From a total of 330 patients with newly diagnosed gastric adenocarcinoma, 54 (16%) underwent resectional surgery. Of these patients, 30 had a pre-surgical FDG PET-CT scan to enable comparison of pre-operative regional lymph node FDG-positivity and histological nodal status. Seventeen patients’ nodal status was concordant on FDG PET-CT and histological analysis (Table 2; six FDG and histology positive, 11 FDG and histology negative). Discordance between pre-treatment FDG PET-CT and histological nodal status was seen in 13 patients (Table 2; 4 FDG positive, histology negative, 9 FDG negative, histology positive). Of this discordant group, the majority of those with positive lymph nodes not predicted by PET-CT (i.e. FDG negative, histology positive) were of non-intestinal subtype (78%). In the concordant groups, the mix of intestinal and non-intestinal histological subtypes were evenly distributed. This suggests that nodal positivity is predicted more accurately in intestinal than non-intestinal tumours. These data correspond to an overall sensitivity and specificity of PET-CT nodal detection of 40% and 73%, respectively.

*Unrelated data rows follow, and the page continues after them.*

PR #2028, opened 2025-08-05
Add backward RMSNorm+Add fusion

janekb04:
# Description

Fuse `MakeExtraOutput` with `RMSNorm` in the backward pass. Works through adding `nvte_rmsnorm_bwd_add`.

## Type of change

- [ ] Infra/Build change
- [ ] Code refactoring

## Changes

- (7ef7b578ebc4ce4e0edae218fdaa3a67dabb268a) Add `nvte_rmsnorm_bwd_add` as well as PyTorch binding, test, and update kernel to support the fusion
- (507471894d028cd7e253f1af309438d5ecd1c69b) Add `BackwardAddRMSNorm` fused operation, including test

# Checklist:

### DIFF
--- a/tests/cpp/operator/test_normalization.cu
+++ b/tests/cpp/operator/test_normalization.cu
@@ -27,10 +27,19 @@ namespace {
 
 template <typename InputType, typename OutputType>
 void performTest(const size_t N, const size_t H, const bool zero_centered_gamma,
-                 NormType norm_type, bool use_cudnn, const bool zero_centered_gamma_in_weight_dtype) {
+                 const NormType norm_type, const bool use_cudnn,
+                 const bool zero_centered_gamma_in_weight_dtype, const bool fused_bwd_add) {
   if (sizeof(InputType) < sizeof(OutputType)) {
     GTEST_SKIP() << "LN kernel does not support OutputType > InputType";
-    return;
+  }
+
+  if (norm_type == LayerNorm && fused_bwd_add) {
+    GTEST_SKIP() << "Fused LN backward+add not currently supported";
+  }
+
+  if (fused_bwd_add && zero_centered_gamma_in_weight_dtype) {
+    GTEST_SKIP() << "zero_centered_gamma_in_weight_dtype not currently supported "
+                 << "in fused norm backward+add";
   }
 
   if (getDeviceComputeCapability() < hopperComputeCapability && use_cudnn) {
@@ -45,7 +54,6 @@ void performTest(const size_t N, const size_t H, const bool zero_centered_gamma,
   if ((itype == DType::kBFloat16 && otype == DType::kFloat16) ||
       (itype == DType::kFloat16 && otype == DType::kBFloat16)) {
     GTEST_SKIP() << "LN kernel does not support mixing Float16 and BFloat16";
-    return;
   }
 
   Tensor input("input", std::vector<size_t>{ N, H }, itype);
@@ -55,6 +63,7 @@ void performTest(const size_t N, const size_t H, const bool zero_centered_gamma,
   Tensor mu("mu", std::vector<size_t>{ N }, DType::kFloat32);
   Tensor rsigma("rsigma", std::vector<size_t>{ N }, DType::kFloat32);
   Tensor dz("dz", std::vector<size_t>{ N, H }, wtype);
+  Tensor bwd_add("bwd_add", std::vector<size_t>{ N, H }, wtype);
   Tensor dx("dx", std::vector<size_t>{ N, H }, itype);
   Tensor dgamma("dgamma", std::vector<size_t>{ H }, wtype);
   Tensor dbeta("dbeta", std::vector<size_t>{ H }, wtype);
@@ -65,6 +74,11 @@ void performTest(const size_t N, const size_t H, const bool zero_centered_gamma,
   fillUniform(&beta);
   setRandomScale(&z);
   fillUniform(&dz);
+  if (fused_bwd_add) {
+    fillUniform(&bwd_add);
+  } else {
+    fillCase<WeightType>(&bwd_add, zeros);
+  }
 
   std::unique_ptr<OutputType[]> ref_output = std::make_unique<OutputType[]>(N * H);
   std::unique_ptr<float[]> ref_mu = std::make_unique<float[]>(N);
@@ -84,7 +98,6 @@ void performTest(const size_t N, const size_t H, const bool zero_centered_gamma,
   if (use_cudnn){
     nvte_enable_cudnn_norm_fwd(true);
     nvte_enable_cudnn_norm_bwd(true);
-
 
     // Zero-centered gamma in weight dtype only supported by CuDNN backend currently
     if (zero_centered_gamma_in_weight_dtype) {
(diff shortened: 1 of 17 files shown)


transformer_engine/common/normalization/rmsnorm/rmsnorm_bwd_semi_cuda_kernel.cu
```diff
@@ -17,7 +17,8 @@ void launch_tuned_(LaunchParams<BackwardKernelParams> &launch_params,
                    const bool configure_params) {  // NOLINT(*)
   using Kernel_traits = Kernel_traits<weight_t, input_t, output_t, compute_t, index_t, HIDDEN_SIZE,
                                       CTAS_PER_ROW, WARPS_M, WARPS_N, BYTES_PER_LDG_MAIN>;
-  auto kernel = &rmsnorm_bwd_tuned_kernel<Kernel_traits>;
+  auto kernel = launch_params.params.add ? &rmsnorm_bwd_tuned_kernel<Kernel_traits, true>
+                                         : &rmsnorm_bwd_tuned_kernel<Kernel_traits, false>;
```
timmoon10: We are doubling the number of kernel compilations for RMSNorm. This is fine for now, but it makes an NVRTC impl more compelling.

transformer_engine/common/normalization/rmsnorm/rmsnorm_bwd_kernels.cuh
```diff
@@ -111,6 +118,16 @@ __global__ __launch_bounds__(Ktraits::THREADS_PER_CTA) void rmsnorm_bwd_tuned_ke
       }
     }
 
+    maybe_t<Ovec[LDGS], FusedAdd> add;
```
timmoon10: Future optimization: Load `add` directly into `dx` to avoid extra register usage. However, this would require that `Ivec` and `Ovec` are identical types.

transformer_engine/common/include/transformer_engine/normalization.h
```diff
@@ -24,7 +24,7 @@ extern "C" {
  * y = \frac{x - E[x]}{\sqrt{Var[x] + \varepsilon}} \gamma + \beta
  * @f]
  *
- * Calling this function with workspace set to empty tensor will not perform the operation,
+ * Calling this function with workspace set to the empty tensor will not perform the operation,
```
timmoon10: Pedantic:
```suggestion
 * Calling this function with workspace set to an empty tensor will not perform the operation,
```

tests/pytorch/test_fusible_ops.py
```diff
@@ -2100,6 +2101,106 @@ def test_backward_activation_bias(
...
+        self,
+        *,
+        weight_shape: Iterable[int],
+        in_shape: Iterable[int],
+        dtype: torch.dtype,
+        device: torch.device = "cuda",
+        eps: float = 0.3,
+        zero_centered_gamma: bool,
+        quantization: Optional[str],
+    ) -> None:
```
timmoon10: No need to test the quantized case right now since we only support the unquantized kernel:
```suggestion
    @pytest.mark.parametrize("weight_shape", ((19,), (64,)))
    @pytest.mark.parametrize("in_shape", ((-1,), (6, 16, -1)))
    @pytest.mark.parametrize("dtype", _dtypes)
    @pytest.mark.parametrize("zero_centered_gamma", (False, True))
    def test_backward_add_rmsnorm(
        self,
        *,
        weight_shape: Iterable[int],
        in_shape: Iterable[int],
        dtype: torch.dtype,
        device: torch.device = "cuda",
        eps: float = 0.3,
        zero_centered_gamma: bool,
        quantization: Optional[str] = None,
    ) -> None:
```

timmoon10 (commented):
Overall LGTM, with some nits and future optimizations.

tests/pytorch/test_fusible_ops.py
janekb04: Applied the change.

tests/cpp/operator/test_normalization.cu
```diff
@@ -65,6 +69,11 @@ void performTest(const size_t N, const size_t H, const bool zero_centered_gamma,
   fillUniform(&beta);
   setRandomScale(&z);
   fillUniform(&dz);
+  if (fused_bwd_add) {
+    fillUniform(&bwd_add);
+  } else {
+    fillCase(&bwd_add, zeros);
```
timmoon10: I'm seeing compilation errors:
```suggestion
    fillCase<WeightType>(&bwd_add, zeros);
```

transformer_engine/common/normalization/rmsnorm/rmsnorm_bwd_kernels.cuh
```diff
@@ -118,20 +118,27 @@ __global__ __launch_bounds__(Ktraits::THREADS_PER_CTA) void rmsnorm_bwd_tuned_ke
       }
     }
 
-    maybe_t<Ovec[LDGS], FusedAdd> add;
+    union {
+      using add_t = maybe_t<Ovec, FusedAdd>;
+      using dx_t = Ivec;
+      struct {
+        char _padding[sizeof(dx_t) > sizeof(add_t) ? sizeof(dx_t) - sizeof(add_t) : 0];
```
timmoon10: I presume this is because `union`s are big endian while arrays are little endian? If the `add` dtype is bigger than `dx`, do we need similar padding for `dx` to ensure the arrays are aligned?

Alternatively, for now could we just force `add` and `dx` to use the same dtype?

transformer_engine/common/normalization/rmsnorm/rmsnorm_bwd_kernels.cuh
```diff
@@ -141,12 +148,12 @@ __global__ __launch_bounds__(Ktraits::THREADS_PER_CTA) void rmsnorm_bwd_tuned_ke
         compute_t y_tmp = y[it * NUM_ELTS + jt];
         compute_t dx_tmp = rs_r * (dy_tmp - (mdyy_local * y_tmp));
         if constexpr (FusedAdd) {
-          compute_t add_tmp = add[it].data.elt[jt];
+          compute_t add_tmp = temp[it].add.data.elt[jt];
           dx_tmp += add_tmp;
         }
-        dx[it].data.elt[jt] = dx_tmp;
+        temp[it].dx.data.elt[jt] = dx_tmp;
```
timmoon10: If the `add` dtype is smaller than the `dx` dtype, couldn't this result in overwriting `add` before it is used? If the `add` dtype is larger than the `dx` dtype, this relies on loop dependencies to avoid corrupting `temp`, which might make it harder for the compiler to do its magic.

transformer_engine/common/normalization/rmsnorm/rmsnorm_bwd_kernels.cuh
janekb04: The padding is added for `add` so that writing `dx` for the current `it` does not overwrite the `add` read by the next `it`:
image

transformer_engine/common/normalization/rmsnorm/rmsnorm_bwd_kernels.cuh
janekb04: I think that actually `dx` cannot have a padding as then it would overwrite `add`.

This indeed forces the loop to be executed sequentially, but I thought that unrolling it would cause it to be executed sequentially anyway, except that it fills the time between fetching `add` from memory and using it with computation from other iterations.

PR #2038, opened 2025-08-06
Ubnext

nv-akorzh:
# Description

Added UBnext fast Allreduce kernels into linear and layernorm_linear layer.
Falls under symmetric_ar_type with new type being 'ub_custom'

# Details
Added UC MC and fast sync - low latency (lamport) allreduce kernel.

Added symmetric allocator which uses pytorch symmetric to allocate pool and suballocate from it.

As pytorch symmetric doesnt support MNNVL yet there is a fallback to use legacy UB code by creating a 11th CommOverlap object. Enabled with env NVTE_USE_UB_FOR_UBNEXT ( requires user to initialize ub by calling initialize_ub)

Nineteen of 30 patients underwent neo-adjuvant chemotherapy. Of these, discordance between pre-treatment FDG PET-CT and histological nodal status was seen in seven patients (2 FDG positive, histology negative; 5 FDG negative, histology positive). Four out of five patients in the neo-adjuvant group with positive lymph nodes not predicted by PET-CT were of non-intestinal subtype. Eleven patients proceeded directly to surgery following FDG PET-CT without neo-adjuvant treatment. In two cases, chemotherapy was contraindicated due to gastric outlet obstruction and cardiac comorbidity. In the remaining nine patients, pre-operatively staged as early, six of nine were finally staged as T1/2 (N0–2) and in three cases T3/4 but N0.